To see why one DFT won't suffice, in the cell below:
1. Define a new signal `coldplay_cropped` using the first 10 seconds of the signal `coldplay`. **Make sure to use the variable `fs` defined for you.**
2. Compute `coldplay_freqs`, the magnitude of its spectrum; you may use numpy for this (check out [np.fft.fft](https://docs.scipy.org/doc/numpy/reference/generated/numpy.fft.fft.html) and [np.abs](https://docs.scipy.org/doc/numpy/reference/generated/numpy.absolute.html)).
3. Center the magnitude with [np.fft.fftshift](https://docs.scipy.org/doc/numpy/reference/generated/numpy.fft.fftshift.html). By default, when you compute the FFT, the samples of the DTFT that are returned go from $0$ to $2\pi$; fftshift moves them around so that they go from $-\pi$ to $\pi$, which is nicer for visualization.

In [None]:
# TODO: Compute the magnitude spectrum of the first 10 seconds of Viva La Vida


Let's see what the spectrum of the first 10 seconds of the song looks like.

In [None]:
plt.figure(figsize=(16, 4), dpi=200)
freqs = np.linspace(-fs/2, fs/2, len(coldplay_freqs))
plt.plot(freqs, coldplay_freqs)
plt.xlabel("Frequency [Hz]")
plt.ylabel("Magnitude")
plt.title("DFT of first 10 seconds of Viva La Vida")
plt.show()

Most of the frequency content is centered around the lower frequencies. In fact, we can barely see anything past 10 kHz, because human hearing stops around 15-20 kHz (and generally decreases with age), so there's no reason to include anything that high in music.

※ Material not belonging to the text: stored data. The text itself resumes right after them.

PR #655, opened 2021-07-13
Use in-house benchmarking framework instead of swift-benchmark

tgrapperon:
Hello!

I was unhappy with the the Google's `swift-benchmark` library:
- It doesn't allow automatic comparison of benchmarks, and the results are not exposed within the benchmark app.
- It uses `DispatchTime.now` to timestamp events, which can be unreliable according to Stack Overflow.
- It looks semi-archived, with a lonely PR sitting for more than 6 months without any acknowledgement from the maintainers.

I've drafted this library today to try to fix these issues.
Firstly, this library is source compatible with `swift-benchmark`. In `swift-parsing`, one can remove the `swift-benchmark` dependency and create a `Benchmark` target with this code and it "just works" (there is only one change to make: annotate one of the internal function helper as `mutating` as `BenchmarkSuite` is a now a struct)

The library introduces an intermediate group called `BenchmarkStudy` which compares some alternative cases to a baseline one. The hierarchy is `Suite`>`Study`>`Case`. Each study is independent from another. 

Each case is instantiated with a block receiving a `(MeasureDelimiter) -> Void` argument. You can use this function with `MeasureDelimiter`'s cases `.start` or `.stop` to optionally delimit the portion of code that is measured. There is no setup or tear-down as the delimiters allow to execute setup, benchmarks and tear-down in the same block. The use of the delimiters is optional and the library uses the block boundaries if they're absent.

As an example, the updated code that take advantage of the studies for TCA is:
```swift
benchmarkSuite("Scoping") { suite in
  
  suite.addStudy("Deep scoping") { study in
    
    study.setBaseline("No scope") { measure in
      let store1 = Store(initialState: 0, reducer: counterReducer, environment: ())
      let viewStore = ViewStore(store1)
      measure(.start)
      viewStore.send(true)
    }
    
    study.addCase("Scope (1)") { measure in
      let store1 = Store(initialState: 0, reducer: counterReducer, environment: ())
      let store2 = store1.scope { $0 }

      let viewStore = ViewStore(store2)
      measure(.start)
      viewStore.send(true)
    }
    
    study.addCase("Scope (2)") { measure in
      let store1 = Store(initialState: 0, reducer: counterReducer, environment: ())
      let store2 = store1.scope { $0 }
      let store3 = store2.scope { $0 }

      let viewStore = ViewStore(store3)
      measure(.start)
      viewStore.send(true)
    }
    
    study.addCase("Scope (3)") { measure in
      let store1 = Store(initialState: 0, reducer: counterReducer, environment: ())
      let store2 = store1.scope { $0 }
      let store3 = store2.scope { $0 }
      let store4 = store3.scope { $0 }

      let viewStore = ViewStore(store4)
      measure(.start)
      viewStore.send(true)
    }
  }
}
```
Each benchmark case is run by default 1,000,000 times or during 5s, whichever comes first. Parameters are always shared in a study.

The library runs all the cases of all the studies of all the suites and present the results in a human friendly way. As an example, the current benchmark for TCA shows:
```
== Scoping ==================================================================
               Duration Difference Variation Performance Std.Error Iterations
-- Deep scoping -------------------------------------------------------------
No scope  (*) 12.738 µs                                    ±0.12 %     276000
Scope (1)     22.478 µs  +9.740 µs  +76.46 %       x0.57   ±0.11 %     159270
Scope (2)     31.876 µs +19.138 µs +150.24 %       x0.40   ±0.13 %     113743
Scope (3)     42.199 µs +29.461 µs +231.29 %       x0.30   ±0.15 %      86687
=============================================================================
```
The asterisk `(*)` denotes the fastest performer. The first row is empty for Difference, Variation (in %), and Performance (in "times faster") because it's the baseline. The time unit is automatically determined according to the data to be displayed (it is the same for all the cases of a study).

On the technical side, the library uses `clock_gettime_nsec_np` to retrieve a timestamp, which is the Apple's recommendation. It also uses `Accelerate` if available to compute the mean and standard deviation of the results.

More importantly, the library is already set to execute `transversal` benchmarks in the spirit `swift-collections-benchmark`. You can parametrize the execution block with a generic parameter (let say the number of pullbacks), and the library will execute the same sequence described above, but also varying the parameter according to your prescription. This is not really exposed right now as I don't now how to present the results in ASCII, but I guess it should be possible to draw graph images at some point. The currently exposed non-parametric API is hiding the generic parameter behind a typealias.

I guess this module should be extracted as an independent library (it also misses `@inlinable` annotations for now). If there is some interest, I can update `swift-parsing` benchmarks to take advantage of the studies. I've tested it at home and it gives similar results as `swift-benchmark`. In source compatibility mode, it runs all the benchmarks as baseline-only studies, but it can be way nicer if some proper studies are defined. For example, here is a partial result running `Comma separated` benchmarks in the `Numeric` suite, both as a proper study and in source compatibility:

```
== Numerics ============================================================================================
                                          Duration Difference Variation Performance Std.Error Iterations
-- Comma separated -------------------------------------------------------------------------------------
Double.parser                       (*)  13.772 ms                                    ±1.37 %        360
Scanner.scanDouble                      111.553 ms +97.781 ms +710.02 %       x0.12   ±0.71 %         45
String.split                             36.388 ms +22.616 ms +164.22 %       x0.38   ±0.92 %        137
--------------------------------------------------------------------------------------------------------
Comma separated: Double.parser           13.898 ms                                    ±1.39 %        357
Comma separated: Scanner.scanDouble     113.646 ms                                    ±0.57 %         44
Comma separated: String.split            36.877 ms                                    ±0.89 %        136
========================================================================================================
```
and running using `swift-benchmark`:
```
name                                         time             std        iterations
-----------------------------------------------------------------------------------
Numerics.Comma separated: Double.parser       12137402.000 ns ±  30.29 %        107
Numerics.Comma separated: Scanner.scanDouble 113536294.000 ns ±   4.45 %         13
Numerics.Comma separated: String.split        36109335.000 ns ±  10.55 %         39
```

Most importantly, I guess this library will provide a more flexible base to benchmark TCA. I have no issue with @mbrandonw  and @stephencelis taking ownership of the code. This is a very rough draft and I'm sure there is many ways to improve it.

### DIFF
--- a/.swiftpm/xcode/xcshareddata/xcschemes/swift-composable-architecture-benchmark.xcscheme
+++ b/.swiftpm/xcode/xcshareddata/xcschemes/swift-composable-architecture-benchmark.xcscheme
@@ -28,6 +28,16 @@
       selectedLauncherIdentifier = "Xcode.DebuggerFoundation.Launcher.LLDB"
       shouldUseLaunchSchemeArgsEnv = "YES">
       <Testables>
+         <TestableReference
+            skipped = "NO">
+            <BuildableReference
+               BuildableIdentifier = "primary"
+               BlueprintIdentifier = "ComposableArchitectureTests"
+               BuildableName = "ComposableArchitectureTests"
+               BlueprintName = "ComposableArchitectureTests"
+               ReferencedContainer = "container:">
+            </BuildableReference>
+         </TestableReference>
       </Testables>
    </TestAction>
    <LaunchAction
--- a/Package.swift
+++ b/Package.swift
@@ -17,7 +17,6 @@ let package = Package(
     )
   ],
   dependencies: [
-    .package(name: "Benchmark", url: "https://github.com/google/swift-benchmark", from: "0.1.0"),
     .package(url: "https://github.com/pointfreeco/combine-schedulers", from: "0.5.0"),
     .package(url: "https://github.com/pointfreeco/swift-case-paths", from: "0.4.0"),
     .package(url: "https://github.com/pointfreeco/swift-identified-collections", from: "0.1.0"),
@@ -42,8 +41,7 @@ let package = Package(
     .target(
       name: "swift-composable-architecture-benchmark",
       dependencies: [
-        "ComposableArchitecture",
-        .product(name: "Benchmark", package: "Benchmark"),
+        "ComposableArchitecture"
       ]
     ),
   ]
--- a/Sources/swift-composable-architecture-benchmark/Benchmark/Benchmark+Compat.swift
+++ b/Sources/swift-composable-architecture-benchmark/Benchmark/Benchmark+Compat.swift
@@ -1,0 +1,46 @@
+import Foundation
+
+public func benchmark(_ label: String, block: @escaping () -> Void) {
+  let benchmark = BenchmarkCase(label: label,
+                                block: BenchmarkBlock(block: { _ in block() }))
+  let study = BenchmarkStudy(name: label, baseline: benchmark, cases: [], configuration: .init())
+  defaultBenchmarkSuite.studies.append(study.erased)
+}
+
+public var defaultBenchmarkSuite = BenchmarkSuite(name: "Default Suite", studies: [])
+
+public extension BenchmarkSuite {
+  mutating func benchmark(_ label: String, block: @escaping () -> Void) {
+    let benchmark = BenchmarkCase(label: label,
+                                  block: BenchmarkBlock(block: { _ in block() }))
+    let study = BenchmarkStudy(name: label, baseline: benchmark, cases: [], configuration: .init())
+    studies.append(study.erased)
+  }
+}
+
+public extension BenchmarkSuite {
+  mutating func register(benchmark: AnyBenchmark) {
+    let benchmarkCase = BenchmarkCase(label: benchmark.name, block: .init(block: { measure in
+      benchmark.setUp()
+      var state = BenchmarkState()
+      measure(.start)
+      try! benchmark.run(&state)
+      measure(.stop)
+      benchmark.tearDown()
+
+    }))
+    studies.append(
+      BenchmarkStudy(name: benchmark.name, baseline: benchmarkCase, cases: [], configuration: .init()).erased
+    )
+  }
+}
+
+public struct BenchmarkSetting {}
+public struct BenchmarkState {}
+public protocol AnyBenchmark {
+  var name: String { get }
+  var settings: [BenchmarkSetting] { get }
+  func setUp()
+  func run(_ state: inout BenchmarkState) throws
+  func tearDown()
+}
--- a/Sources/swift-composable-architecture-benchmark/Benchmark/Benchmark.swift
+++ b/Sources/swift-composable-architecture-benchmark/Benchmark/Benchmark.swift
@@ -1,0 +1,14 @@
+import Foundation
+
+public enum Benchmark {
+  public static var suites: [BenchmarkSuite] = [defaultBenchmarkSuite]
+  public static func main(_ suites: [BenchmarkSuite] = Self.suites) {
+    var reports = String()
+    for suite in suites {
+      let report = suite.execute()
+      reports.append(report.formattedString() + "\n")
+    }
+    print("Benchmark Results:")
+    print(reports)
+  }
+}
--- a/Sources/swift-composable-architecture-benchmark/Benchmark/BenchmarkBlock.swift
+++ b/Sources/swift-composable-architecture-benchmark/Benchmark/BenchmarkBlock.swift
@@ -1,0 +1,50 @@
+import Foundation
+
+public enum MeasureDelimiter {
+  case start
+  case stop
+}
+
+public struct ParametricBenchmarkBlock<Parameter> {
+  public init(block: @escaping (_ measure: (MeasureDelimiter) -> Void,
+                                _ parameter: Parameter) -> Void)
+  {
+    self.block = block
+  }
+
+  let block: (_ measure: (MeasureDelimiter) -> Void, _ parameter: Parameter) -> Void
+
+  func execute(parameter: Parameter) -> TimeInterval {
+    var explicitStartTime: UInt64?
+    var explicitEndTime: UInt64?
+    let measure: (MeasureDelimiter) -> Void = {
+      switch $0 {
+      case .start:
+        guard explicitStartTime == nil else {
+          fatalError("`measure(.start)` was called more than once.")
+        }
+        explicitStartTime = timestampInNanoseconds()
+      case .stop:
+        guard explicitEndTime == nil else {
+          fatalError("`measure(.stop)` was called more than once.")
+        }
+        explicitEndTime = timestampInNanoseconds()
+      }
+    }
+    let implicitStartTime = timestampInNanoseconds()
+    block(measure, parameter)
+    let implicitEndTime = timestampInNanoseconds()
+
+    let startTime = explicitStartTime ?? implicitStartTime
+    let endTime = explicitEndTime ?? implicitEndTime
+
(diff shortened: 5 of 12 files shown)


stephencelis:
Whoa! This is really impressive stuff, @tgrapperon! Thanks for sharing 😄

You bring up a lot of good points. swift-benchmark is definitely less-than-ideal in many ways, and it does appear to be a shelved project for now. You've certainly improved upon a lot of its deficiencies.

We share your hunch that it probably doesn't make sense to hide this code away in the TCA repo, as we benchmark several of our libraries with the same tool (CasePaths, Parsing), so it would make sense to have a single package that each library depends on.

After discussing with @mbrandonw I think we're not quite ready to take on the work associated with refining and maintaining our own benchmarking library. We may in the future, though, and we'd certainly return to this draft as a starting point! Even though swift-benchmark is far from perfect, I think it serves our needs in the meantime, but if another library surfaces, we will be open to making a switch when we have the bandwidth.

If you decide to open source this code as your own package, we'll try to offer feedback, and we'll keep our eyes on it!

tgrapperon:
Thanks @stephencelis!

I'll think again about the topic and I'll open source a draft library on my side then. I don't plan to maintain a fully fledged oss benchmarking library neither, but I can shelter it until it reaches a point where it can be incorporated into your projects. I'll keep you posted.

I think one can abstract the kind of result of each benchmark case to something more general than elapsed time, and it would be quite powerful to measure arbitrary values (like the number of time a ViewStore publisher emits for example). 

Do you want me to close the PR now, or do we wait for my hosted version to be published?

stephencelis:
Since there's no plan to merge it at this time I think closing is fine. If you'd like more eyes on it, though, definitely feel free to open a GitHub discussion with a link here!

tgrapperon:
Hey @mbrandonw and @stephencelis! I've extracted the benchmarking library and just published [`swift-measure`](https://github.com/tgrapperon/swift-measure).

I completely refactored the code and the library can now benchmark other things than the time spent. Many things were abstracted and it should be ultimately possible to measure the number of time a store does something on device at some point, and present the result in the form of a SwiftUI sheet for example. 

Benchmarks (or measures) have a chain based API. For example, the standard benchmark block that computes the time spent to execute something is built as:
```swift
measureTime(label, tag: tag, block) // Measure the time spent for one execution, outputs TimeInterval
  .repeat(iterations: iterations, duration: duration) // repeat the same operation, outputs [TimeInterval]
  .map { $0.extractMeasure() } // Extract the mean and standard error from [TimeInterval], outputs Measure<TimeInterval>? (the array can be empty
  .unwrap(default: 0.0) // Unwraps the optional measure, producing a final Measure<TimeInterval>
```
There are other higher-order blocks like `forEach` which repeat a measure over a sequence of inputs (this can be useful to generate reports like `swift-collections-benchmark` for example), and the user can build its own setups. Most of them are defined at https://github.com/tgrapperon/swift-measure/blob/main/Sources/Measure/Blocks/Block.swift
There is an example of a custom measure at https://github.com/tgrapperon/swift-measure/blob/92770892d1c794ccf04f289fdc1a9d00572d0353/Tests/BenchmarkTests/BenchmarkTests.swift#L44 and below.

I've also updated the benchmarks of [`swift-case-paths`](https://github.com/tgrapperon/swift-case-paths/tree/swift-measure) and  [`swift-parsing`](https://github.com/tgrapperon/swift-parsing/tree/swift-measure)  to take advantage of the library. I'm not doing any PR right now, but you can have a look if you want.

Here is the kind of output generated by the library when it outputs strings to the console:
```
swift-case-paths
== Extraction =======================================================================
                          Value  Difference Variation  Performance  Error  Iterations
-- Success --------------------------------------------------------------------------
Manual                (*)  53 ns                                   ±0.20 %    1000000
Reflection                127 ns     +75 ns  +141.58 %       x0.41 ±0.09 %    1000000
Reflection (uncached)     703 ns    +650 ns +1233.12 %       x0.08 ±0.05 %    1000000
-- Failure --------------------------------------------------------------------------
Manual                (*)  57 ns                                   ±0.26 %    1000000
Reflection                 95 ns     +38 ns   +66.08 %       x0.60 ±0.14 %    1000000
Reflection (uncached)     658 ns    +600 ns +1048.15 %       x0.09 ±0.07 %    1000000
=====================================================================================
```
or 
```
swift-parsing
== Numerics ===================================================================
                   Value    Difference Variation Performance  Error  Iterations
-- Int ------------------------------------------------------------------------
Int.init     (*)      73 ns                                  ±0.75 %    1000000
Parser                78 ns      +5 ns   +6.54 %       x0.94 ±0.26 %    1000000
-- Comma separated - Int ------------------------------------------------------
String.split     105.182 ms                                  ±0.46 %         48
Parser       (*)   5.278 ms -99.904 ms  -94.98 %      x19.93 ±0.16 %        937
Scanner           73.178 ms -32.004 ms  -30.43 %       x1.44 ±0.32 %         69
-- Double ---------------------------------------------------------------------
Double.init  (*)     101 ns                                  ±0.18 %    1000000
Parser               140 ns     +39 ns  +38.25 %       x0.72 ±0.15 %    1000000
Scanner              527 ns    +426 ns +422.26 %       x0.19 ±3.56 %    1000000
-- Comma separated - Double ---------------------------------------------------
String.split      29.038 ms                                  ±1.35 %        172
Parser       (*)   9.768 ms -19.270 ms  -66.36 %       x2.97 ±0.27 %        508
Scanner           88.261 ms +59.223 ms +203.95 %       x0.33 ±0.54 %         57
===============================================================================

== README Example =================================================================
                        Value   Difference Variation Performance  Error  Iterations
-- README Example -----------------------------------------------------------------
Adhoc                  7.498 µs                                  ±0.03 %     624168
Parser: Substring      3.831 µs  -3.667 µs  -48.91 %       x1.96 ±0.04 %    1000000
Parser: UTF8      (*)  1.484 µs  -6.014 µs  -80.20 %       x5.05 ±0.04 %    1000000
Scanner               18.708 µs +11.210 µs +149.50 %       x0.40 ±0.03 %     258062
===================================================================================

== String Abstractions ========================================================
                 Value     Difference  Variation Performance  Error  Iterations
-- String Abstractions --------------------------------------------------------
Substring     1194.212 µs                                    ±0.21 %       4185
UTF8      (*)  146.747 µs -1047.464 µs  -87.71 %       x8.14 ±0.05 %      33968
===============================================================================
```

If you have the time to have a look, please let me know what you think!
Thanks!

tgrapperon:
I've just updated the library to show how to build as study that count the number of time a comparison is realized when sorting an array using two different algorithms. The study shows the results for a range of array's sizes, and the time spent could have been measured as easily. Everything was setup from the client side, with the tools provided by the library.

So far, everything looks ok: we got the spectrum of the first 10 seconds of our song. This gives us a sort of "aggregate view" of the frequencies that show up at some point during the first 10 seconds. But is this "aggregate view" good enough? What happens if our signal is *non-stationary*, that is, is frequency content changes with time, as is certainly the case with music? 

To find out, in the cell below, define `coldplay_freqs_1`, `coldplay_freqs_2`, `coldplay_freqs_3`, `coldplay_freqs_4` as the centered (via fftshift) magnitude spectra of the first, second, third, and fourth seconds of the song, respectively.

In [None]:
# TODO your code here


Let's use these variables to zoom in (temporally speaking) and inspect the song's frequency content over the course of a second of data (rather than 10), and see if the "aggregate view" gives a good enough picture of what frequencies are present at a specific second in time.

In [None]:
freqs = np.linspace(-fs / 2, fs / 2, len(coldplay_freqs_1))
sigs = [coldplay_freqs_1, coldplay_freqs_2, coldplay_freqs_3, coldplay_freqs_4]
strs = ["1st", "2nd", "3rd", "4th"]

plt.figure(figsize=(16, 10), dpi=200)
for i in range(1, 5):
    plt.subplot(2, 2, i)
    plt.plot(freqs, sigs[i-1])
    plt.xlim([-.5e4, .5e4])
    plt.ylim([0, 1.1 * np.array(sigs).max()])
    plt.title("DFT magnitude of {} second of Viva La Vida".format(strs[i-1]))
plt.show()

Notice how while most of the energy in each second's spectrum is concentrated inside $[-2.5 \text{ kHz}, +2.5 \text{ kHz}]$, the exact shapes are quite different. 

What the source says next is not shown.